Currently, in Taiwan, China and Singapore, Shionogi launched the same organization, respectively as in Japan to push forward the approaches involving education and awareness regarding the proper use of antibiotics.
|Development of new macrolide antibiotic||
Toyama Chemical has engaged in the development of "T-4288" (solithromycin).

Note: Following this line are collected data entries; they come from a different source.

PR #1872, opened 2023-12-07
chore(ci): Minimise stomping over build artefacts in target

flub:
## Description

This changes the sequence in the test step to minimise re-compiling crates because of different feature sets.

## Notes & open questions

An alternative to https://github.com/n0-computer/iroh/pull/1871

The downside of this approach is that adding more runners will not help
further speedup.

The upside is that as we currently don't have more runners we don't lose
in wall-clock time.  Plus the yaml is less complex due to less duplication.

## Change checklist

- [ ] Self-review.
- [ ] Tests if relevant.

### DIFF
--- a/.github/workflows/ci.yml
+++ b/.github/workflows/ci.yml
@@ -142,8 +142,8 @@ jobs:
 
     # TODO: disabled while we do not have Powershell 7+ on the runner.
     # See https://github.com/actions/toolkit/issues/1179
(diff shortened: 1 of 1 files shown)


flub:
This seems to save about 1m of compilation time compared with the baseline (ubuntu, nightly)

flub:
we're going the other route.  more runners!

The drug is a new macrolide antibiotic created by Cempra, Inc (Head office in North Carolina; CEO: Prabhavathi Fernandes; "Cempra"; Nasdaq: CEMP). It shows strong antibacterial activity on bacterial pneumonia and mycoplasma resistant to existing macrolide agents, and demonstrates a relatively high level of immuno-regulatory activity (anti-inflammatory activity). Cempra submitted both a New Drug Application to the U.S. Food and Drug Administration (FDA) in April 2016 and a Marketing Authorization Application to the European Medicines Agency (EMA) in June 2016 for the indication of community-acquired bacterial pneumonia (including multiple-drug-resistant isolates).
In May 2013, Toyama Chemical signed a license agreement with Cempra for the exclusive rights to develop, manufacture and market "T-4288" in Japan. Phase I and Phase II clinical trials had been completed, and Toyama Chemical confirmed T-4288's adequate efficacy and safety. Toyama Chemical is in preparation for the Phase III trials.